The expected output is the data itself, duplicated in full.

> Records for this exercise

■ ■ ■

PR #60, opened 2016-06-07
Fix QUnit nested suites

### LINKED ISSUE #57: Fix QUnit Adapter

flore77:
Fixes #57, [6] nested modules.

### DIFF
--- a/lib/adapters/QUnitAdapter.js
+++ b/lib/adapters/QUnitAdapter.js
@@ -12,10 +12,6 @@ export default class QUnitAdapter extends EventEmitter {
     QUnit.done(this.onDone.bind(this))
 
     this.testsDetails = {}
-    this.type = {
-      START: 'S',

■ ■ ■

> Result for this task
PR #60, opened 2016-06-07
Fix QUnit nested suites

### LINKED ISSUE #57: Fix QUnit Adapter

flore77:
Fixes #57, [6] nested modules.

### DIFF
--- a/lib/adapters/QUnitAdapter.js
+++ b/lib/adapters/QUnitAdapter.js
@@ -12,10 +12,6 @@ export default class QUnitAdapter extends EventEmitter {
     QUnit.done(this.onDone.bind(this))
 
     this.testsDetails = {}
-    this.type = {
-      START: 'S',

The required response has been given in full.